*** Block opens ***

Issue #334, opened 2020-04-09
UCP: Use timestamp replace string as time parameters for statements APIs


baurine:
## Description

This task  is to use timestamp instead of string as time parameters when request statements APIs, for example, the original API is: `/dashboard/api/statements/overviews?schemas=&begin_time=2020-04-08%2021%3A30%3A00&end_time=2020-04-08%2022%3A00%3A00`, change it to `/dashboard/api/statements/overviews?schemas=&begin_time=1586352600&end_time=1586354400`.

*** Block closes ***

**How to complete this task**
Every line of the material above must be set down again exactly.

**Result for this exercise**
Issue #334, opened 2020-04-09
UCP: Use timestamp replace string as time parameters for statements APIs


baurine:
## Description

This task  is to use timestamp instead of string as time parameters when request statements APIs, for example, the original API is: `/dashboard/api/statements/overviews?schemas=&begin_time=2020-04-08%2021%3A30%3A00&end_time=2020-04-08%2022%3A00%3A00`, change it to `/dashboard/api/statements/overviews?schemas=&begin_time=1586352600&end_time=1586354400`.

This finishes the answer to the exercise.